Intrinsic drift will occur and deviate stable region, and cause image uneven.Face installs one before the detectors for infrared manufacturer
Mechanical course corrects catch, for obstructing all radiation energies from target, while as a homogeneous background, comes school with this
The heterogeneity of positive detector, the time interval re-calibrated was at several seconds to a few minutes etc..Another method is using two
The mode of point calibration, the homogeneous radiation characteristic acquisition infrared imaging system using black matrix online lower first is to two different temperatures
Two frame response images of black matrix target surface, then using two point correction parameter is calculated and is deposited into system on-chip memory,
The Nonuniformity Correction that the two point correction parameter to prestore carries out output image is recalled in actual work.

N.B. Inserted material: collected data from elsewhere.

PR #373, opened 2020-11-12
Feature/remove old ignore files

Mindavi:
Assuming these ignore file were added when the DSP was not good enough or when the protocol was not yet merged.

With the ignore file removed, all these tests pass on my side, so I think it's good to remove them.

There are also some ignore files that can probably be removed, but the decoders are now generating different output from when the ignore files were added (mostly extra fields). Those deserve a closer look.

Is this the correct approach? I'd think that all is ok when the decoders work properly, but maybe I don't understand the purpose of the ignore files fully.


merbanan:
@zuckschwerdt looks good to me.

zuckschwerdt:
Feel free to clean things up. I mostly add ignore files when the samples PR comes with json files but the decoder isn't merged.

PR #375, opened 2020-11-22
Add Salus RT300RF Thermostat Samples

mcginnly:
Some samples here for the RT300RF thermostat. 
I've included the manual and the datasheet for the RF transmitter.
This is a useful link for someone who has hacked a slightly later model, although the signal looks very similar in its construction and both thermostats use the same transmitter. https://the.cyclingengineer.co.uk/2013/11/23/home-automation-integrating-salus-rt500-rf-in-openhab-using-a-jeelink/ 
Whilst I've managed to get some appropriate data out of the samples using 
`rtl_433 -R 0 -X "name=Salus300RF, m=FSK_PCM, s=416.6666, l=416.6666, r=33000" -r <filename>`
it doesn't seem to work on the live feed with 
`rtl_433 -R 0 -X "name=Salus300RF, m=FSK_PCM, s=416.6666, l=416.6666, r=33000" -f 868.286Mhz`

I'd be enormously grateful to know why and also be pointed to how to construct a decoder.
I've added a conf to `/usr/local/etc/rtl_433/SalusRT300RF.conf`
And added a device to `/usr/local/include/rtl_433_devices.h` but it doesn't seem to have worked, but then I'm kind of blind without a 'how to'.

The conf is:
```
r_device SalusRT300RF = {
        .name           = "Salus RT300RF",
        .modulation     = FSK_PULSE_PCM,
        .short_limit    = 416.6,
        .long_limit     = 416.6,
        .reset_limit    = 33000,   //no idea what this should be?
        .json_callback  = &salusRT300RF_callback,
        .disabled       = 0,
        .demod_arg      = 1,
        .fields         = output_fields
};
```


zuckschwerdt:
The difference between the tow commands (file vs. live) is the demod. Try `-Y classic` on the file and `-Y minmax` on the live.
Short/long need to be the same and can be anything around 416, there is a preamble (`aaaa`) here and slicer will lock onto the preamble in a wide range.
The longest gap here is ~7500µs (18 0's) so reset should be about 9000 maybe.

mcginnly:
Thanks Zuckschwerdt. 
Sorry for the delay, I've been trying to get the live feed to work, and work out a decode, which I've now done.

I found I got more consistency of output using s=833 and l=833 with a 16000 reset (a little less than the gap between the repeated signal bursts) which gives a straight 48 output on the live feed.
{48}2dd40001015a is the thermostat calling for heat.
{48}2dd40002025a is the thermostat off.

I decoded to a straight on/off variable and assumed the first 16 bits after the preamble is a sync word.

Here's the flex decode.
`rtl_433 -Y classic -R 0 -X "name=SalusRT300RF, m=FSK_PCM, s=833, l=833, r=16000, preamble={24}0xaaaaaa,get=@0:{16}:Thermostat ID, get=@28:{4}:heat:[1:ON 2:OFF]" -f 868.286Mhz -F "mqtt://<mqtt server address>,retain=1,devices=sensors/rtl_433/P[protocol]/C[channel]"`

How do I get this to work as a default decoder? Is it as simple as putting a conf file in my rtl_433/conf/ directory, or do I have to recompile? 

Do I need to do anything else with the tests?

Cheers

zuckschwerdt:
Yes, `2dd4` is a common sync word. Using `preamble=aaaa2dd4` will be more robust. A conf file is ideal here. Then load it with `-c` or from a main conf with include. Make a PR with the documented conf if you have time!

mcginnly:
will do. Thanks

PR #378, opened 2020-12-12
Add Acurite 515TX samples

osenft:


Mindavi:
Looks good. I'll leave this open until I (or someone else) get around generating the json files as well, otherwise they might get forgotten.

osenft:
> Looks good. I'll leave this open until I (or someone else) get around generating the json files as well, otherwise they might get forgotten.

I just added them. I had them ready, but wasn't sure if they should be in the same PR. I just decided that this is what would make most sense. PTAL.

Mindavi:
This works with the latest version in master (8cdb56d9ddfbf3cbd51bdf299e1cfbba3efd6c4f), so that's good. Thanks for improving the samples repository :)

PR #47, opened 2016-10-25
Add LRO wrapper.

landrito:
### Still needed:
- [x] Unit tests (Exponential retrying still needed)
- [x] Finished design review from gcloud-ruby


lib/google/gax/operation.rb
```diff
@@ -0,0 +1,138 @@
...
+    class Operation
+      attr_reader :grpc_op, :client
+
+      # @param grpc_op [Google::Longrunning::Operation]
+      #   The inital longrunning operation.
+      # @param client [Google::Longrunning::OperationsApi]
+      #   The client that handles the grpc operations.
+      def initialize(grpc_op, client: nil)
+        @grpc_op = grpc_op
+        @client = client.nil? Google::Longrunning::OperationsApi.new : client
```
jmuk: seems syntactically invalid? (`client.nil? ? ...`?)

lib/google/gax/operation.rb
```diff
@@ -0,0 +1,138 @@
...
+      end
+
+      # If the operation is done, returns the result, otherwise returns nil.
+      #
+      # @return [nil | Google::Rpc::Status | Object]
+      #   The result of the operation
+      def results
+        return nil unless done?
+        return @grpc_op.error if @grpc_op.result == :error
+        @grpc_op.response.value if @grpc_op.result == :response
```
jmuk: `response` is actually `google.protobuf.Any`. Does protobuf-ruby automatically unpack the result? otherwise, `Google::Protobuf::Any.unpack` might be required.

lib/google/gax/operation.rb
landrito: Fixed

lib/google/gax/operation.rb
landrito: I see. You are correct. I'll update in next revision.

lib/google/gax/operation.rb
```diff
@@ -0,0 +1,163 @@
...
+      #   Since this method changes internal state, it returns itself.
+      def reload!(backoff_settings: nil)
+        options = CallSettings.new(
+          retry_options: RetryOptions.new(
+            backoff_settings: backoff_settings
+          )
+        )
+        @grpc_op = @client.get_operation @grpc_op.name, options: options
+        if done?
+          callbacks.each { |proc| proc.call(results) }
```
blowmage: I would prefer `proc.call(self)` to `proc.call(results)`.

lib/google/gax/operation.rb
```diff
@@ -0,0 +1,163 @@
...
+          delay = [delay * delay_multiplier, max_delay].min
+          reload! backoff_settings
+        end
+        yield(results) if block_given?
+      end
+
+      # Registers a callback to be run when a refreshed operation is marked
+      # as done. If the operation has completed prior to a call to this function
+      # the callback will be called instead of registered.
+      def on_done
```
blowmage: This can be much simpler.

```ruby
def on_done &block
   callbacks.push(block)
end
```

lib/google/gax/operation.rb
landrito: Interesting. 

I am assuming that the user would be doing callbacks as such:
```rb
op = api.method_returns_gax_operation()
op.on_done do |result|
  # Handle result
end
```

I think I see your point though. By using self it allows the user to handle errors.
```rb
op = api.method_returns_gax_operation()
op.on_done do |operation|
  raise 'Error! Oh no!' if operation.error?
  results = operation.results
  # Handle results.
end
```

Correct me if theres errors in my understanding.

blowmage: Yep, that's my concern. There is also meta data that we can't infer from the results, such as operation id/name, that might be useful as well.

lib/google/gax/operation.rb
```diff
@@ -0,0 +1,167 @@
...
+          reload!(backoff_settings: backoff_settings)
+        end
+        yield(results) if block_given?
+      end
+
+      # Registers a callback to be run when a refreshed operation is marked
+      # as done. If the operation has completed prior to a call to this function
+      # the callback will be called instead of registered.
+      def on_done(&block)
+        if done?
```
jmuk: I think this could address a theoretical situation where the initial return value of Operation could have `done: true` already.  I don't know this happens actually (probably quite unlikely) but if that happens, the `on_done` block won't run at all, which makes me a bit nervous.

Asymmetric correction method in traditional infrared imaging system is being actually used mostly using above two mode
In the process, due to the variation of imaging system use environment temperature, the temperature of imaging system is caused to be affected therewith, so as to influence
The image quality of system leads to the degeneration of picture quality.It, can only by the way of single point correction when environment temperature changes
Output image is corrected by way of instantly multiple catch, kept off due to catch under when system be in blind and regard state, work as ring in this way
The variation of border temperature can cause system to frequently enter blind performance and the field of employment for regarding state, seriously limiting imaging system;Its
The secondary method using two point correction needs to update two point correction parameter to adapt to the variation of environment temperature, and this method needs online
Demarcate multigroup two point correction parameter using black matrix for multiple and different environment temperatures down, and the deposit of these parameters is infrared
In the on-chip memory of imaging system, corresponding environment temperature is then transferred in real time by judging the thermometric chip in imaging system
Under the conditions of the two point correction parameter demarcated, this processing method can guarantee actual imaging environment temperature ring in 2 parameter calibrations
Border temperature is nearby that calibration result is fine, but since the variation of environment temperature is continuous, while the target surface temperature of infrared detector
Degree variation is also unpredictable, thus calibrated at a temperature of a certain specific environment using black matrix come two point correction parameter simultaneously
Environment all in actual use is not adapted to, and if it is desired that the greatest extent may be used with enough two point correction calibrating parameters
The variation for meeting use environment of energy, then need to deposit dozens or even hundreds of group of two point correction parameter, this is deposited for hardware system
Resource is stored up also there are one higher requirement, while can also improve the cost of system.Therefore, there is an urgent need for it is a kind of can be according to real time environment temperature
The change of degree and the heterogeneity correction process algorithm changed.
Invention content
The purpose of the present invention is to provide a kind of real-time 2 Nonuniformity Correction sides for Uncooled infrared camera
Method solves traditional Uncooled infrared camera after working long hours or environment temperature changes, original Nonuniformity Correction ginseng
The problem of number is no longer applicable in, realizes real-time calibration and the update of Nonuniformity Correction parameter, improves uncooled ir thermal imagery
The environmental suitability of instrument.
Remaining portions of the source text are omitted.